When Doc Monroe finished the last stich in Wyatt’s abdomen, he set down his needle and thread and sighed. “That’s about all I can do.”

My heart climbed up my throat, coming to a complete stop. “No,” I whispered. I staggered forward a step before my legs gave out completely and I fell to my knees. “No,” I said again, louder this time.

Doreen walked over and pulled me to my feet, her arm wrapping around my shoulders. “It’s in his hands now, Callie. He lost a lot of blood and his body’s working hard to replace it. What he needs now is time to rest and recuperate.”
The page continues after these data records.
Issue #317, opened 2018-11-03
"Format code"  operation removes all existing breakpoints from formatted file in Eclipse IDE (2018-09)


eddi-weiss:
When I format whole java file, all existing breakpoints are removed from the file.

I am using eclipse IDE 2018-09 with google-java-format-eclipse-plugin_1.6.0.

jbduncan:
Hi @eddi-weiss, welcome to google-java-format!

I can't speak for the google-java-format team, but I'm struggling to understand what you mean by "breakpoints" in this context. Could you clarify for me? :thinking:

eddi-weiss:
Just create a debugger line breakpoint inside java editor. Then format the source code. 
-> The breakpont is removed. 

PS: see the movie 
[2018-11-04_00h44_15.zip](https://github.com/google/google-java-format/files/2545429/2018-11-04_00h44_15.zip)

jbduncan:
Ah, I see, thank you!

I wonder, does this problem reproduce if you format with Eclipse's built-in formatter and the google-java-format CLI tool?

I ask because if so, then it would suggest to me that it's an unavoidable part of how Eclipse works, but if not then it would suggest to me that it's a bug in the google-java-format Eclipse plugin.

tobous:
> I wonder, does this problem reproduce if you format with Eclipse's built-in formatter and the google-java-format CLI tool?
>
> I ask because if so, then it would suggest to me that it's an unavoidable part of how Eclipse works, but if not then it would suggest to me that it's a bug in the google-java-format Eclipse plugin.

I realized I’d been shaking my head the whole time she’d been talking and did my best to hold still. To stop breathing all together as I watched the slight rise and fall of Wyatt’s chest.
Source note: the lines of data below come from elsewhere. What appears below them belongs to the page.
PR #394, opened 2019-08-15
Moe Sync

netdpb:

Commits:
=====
<p> google-java-format: construct the Replacement range in the constructor, in order to guarantee it is closedOpen.

Remove the Replacement.create(Range,String) overload, since the bounds were not checked for correctness (open/closed, lower bound >= 0).

046b8a55f46362818105b7bf10332042a961a020

-------

<p> JavaInputAstVisitor: fix unchecked cast

(Warnings kept cropping up while compiling my StringWrapper changes...)

5501cfd2ea9cee8c8a77fb6c570ec20131d9fc10

-------

<p> Delete obsolete unused import logic

we no longer support removing imports that are used in javadoc.

a64fadcc7b27f1bb9fdadd796f554208ba6d5d2e

-------

<p> google-java-formatter: reformat portions of the text affected by reflowing

755d44167728317acf0272aba0c21c4041d5f6ea

### DIFF
--- a/core/src/main/java/com/google/googlejavaformat/java/Replacement.java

Doc Monroe sighed and pulled off his gloves. “You can stay with him while he sleeps off the anesthesia if you’d like.”

As if I had anywhere else to be.

As if there was anywhere else I could be.

As if my heart and soul wasn’t lying on the table right in front of me, struggling for each breath.

“I’m staying,” I said, my voice stronger than I’d anticipated.

The two of them finished up in the room as I pulled a chair next to Wyatt’s bed and picked up one of his clammy hands. I squeezed it between mine as the tears began to flow again and I closed my eyes.

The minutes dragged by as I steadily watched Wyatt’s chest rise and fall. Watched his nostrils flair with each breath and watched the pulse in his neck beat steadily. Doc and Doreen came in every once in a while to check on him, but not much changed. He was still fighting though and that’s all I could ask for. He was still breathing, and that was all I needed to continue taking breaths of my own.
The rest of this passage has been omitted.